Issue #880, opened 2024-09-13
Remove kinematic only pose cache, use PoseAPI directly


cgokmen:
This can output wrong values if the scene is moved.

PR #2020, opened 2026-03-18
Object State Tensorization 1/2

Andorexad:
Changes in this PR
- Merge global update state into tensorized
- Update state `toggle`, `open`, `aabb` to be tensorized
- Add `ArticulationObjectViewAPI` and `RigidBodyViewAPI`. Both of their computation are on GPU
- Move tensorized object_states value compute step onto GPU
- Move part of `RigidContactViewAPI` computation to GPU
- Remove kinematic only pose cache, use PoseAPI directly #880


OmniGibson/omnigibson/simulator.py
```diff
@@ -67,9 +49,28 @@ def wrapper(self, *args, **kwargs):
     ControllableObjectViewAPI,
     PoseAPI,
     RigidContactAPI,
+    clear as clear_usd_utils,
+    triangularize_mesh,
```
cgokmen, line 55: Why are these added? Why doesn't it cause any issues to not have these?

OmniGibson/omnigibson/object_states/toggle.py
```diff
@@ -21,28 +21,146 @@
...
+    # Named with underscore to avoid collision with the @property requires_closed below.
+    _requires_closed = None
+
+    # list[GeomPrim]: visual toggle-button markers, one per tracked object (same idx as VALUES).
+    # Populated during _initialize(); used in _check_overlap and color updates.
+    visual_markers = None
+
+    # list[float | th.Tensor]: per-object marker scale (same idx as VALUES).
+    # Populated during _initialize(); used in _check_overlap for sphere radius.
+    scales = None
```
cgokmen: Might as well have these start with _ too, these are all private after all.

OmniGibson/omnigibson/object_states/toggle.py
```diff
@@ -21,28 +21,146 @@
...
+    """
+    Boolean state representing whether a button-like object has been toggled on.
+
+    Tensorized storage
+    ------------------
+    Inherits TensorizedValueState. All per-object mutable values are stored in class-level
+    tensors and lists (same index as VALUES):
+
+        VALUES[:, 0]     — toggle on/off (float32, 0.0 = off / 1.0 = on)
+        VALUES[:, 1]     — robot_can_toggle_steps counter (float32, used as int)
```
cgokmen: After reading this PR I realized that the cleanest convention for this is "only put it on VALUES if it's going to be included as the return value of get_value()", which this second element fails. So the state size for this particular state should be 1, and the robot_can_toggle_steps variable should be a separate tensor.

That way you can flip the state type to bool, too.

OmniGibson/omnigibson/object_states/toggle.py
```diff
@@ -21,28 +21,146 @@
...
+    def value_type(cls):
+        # float32 for both fields; toggle_state is 0.0/1.0 (bool semantics),
+        # robot_can_toggle_steps is an integer stored as float.
+        return th.float32
+
+    @classproperty
+    def value_name(cls):
+        # Used by the parent's _dump_state / _load_state for the raw tensor column.
+        # Individual fields are accessed by column index, not by this key directly.
+        return "toggle_state"
```
cgokmen: I wonder what this does, tbh. I'd think "values" would be good enough for all classes so long as they're already keyed by class name, but for the sake of backwards compatibility lets leave it in.

OmniGibson/omnigibson/object_states/toggle.py
```diff
@@ -92,38 +218,163 @@ def global_update(cls):
...
+        new_values = values.clone()
+
+        # Column index constants (defined locally for readability; no object creation overhead).
+        COL_OPEN, COL_FORCE_OFF, COL_ACTIVE, COL_IN_CONTACT, COL_CAN_TOGGLE, COL_FLIP = range(6)
+
+        # Reset all scratch columns for this step (in-place fill, no allocation).
+        cls._scratch_masks.fill_(False)
+
+        # Step 1: requires_closed guard.
+        # Open is not tensorized; loop only over the _requires_closed subset.
```
cgokmen: TODO: It should be!

OmniGibson/omnigibson/object_states/toggle.py
```diff
@@ -21,28 +21,146 @@
...
+class ToggledOn(TensorizedValueState, BooleanStateMixin, LinkBasedStateMixin):
+    """
+    Boolean state representing whether a button-like object has been toggled on.
+
+    Tensorized storage
+    ------------------
+    Inherits TensorizedValueState. All per-object mutable values are stored in class-level
+    tensors and lists (same index as VALUES):
+
+        VALUES[:, 0]     — toggle on/off (float32, 0.0 = off / 1.0 = on)
```
cgokmen: Lets change the tensorized states such that VALUES is an array like (NUM_SCENES, NUM_OBJECTS_PER_SCENE). The 2nd dimension index can no longer come from an object-keyed dictionary since it refers to a different object in every scene. So instead key the OBJ_IDXES dict by obj.relative_prim_path (which is scene-relative, and will be the same for all instances of the same object across different scenes). The reverse lookup should be OBJS_BY_IDX[SCENE, OBJ_IDX] = obj  (this is a 2d list)

OmniGibson/omnigibson/object_states/toggle.py
```diff
@@ -92,38 +218,163 @@ def global_update(cls):
             for scene in og.sim.scenes
         ]
```
cgokmen: Precompute the per-scene robot fingers mask. (S, 1, R). This should be computed ahead of time at initialization.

▶ _What is being asked_
Review the entries above and return every line where "PoseAPI" appears.

▶ _Your response_
Remove kinematic only pose cache, use PoseAPI directly
- Remove kinematic only pose cache, use PoseAPI directly #880
     PoseAPI,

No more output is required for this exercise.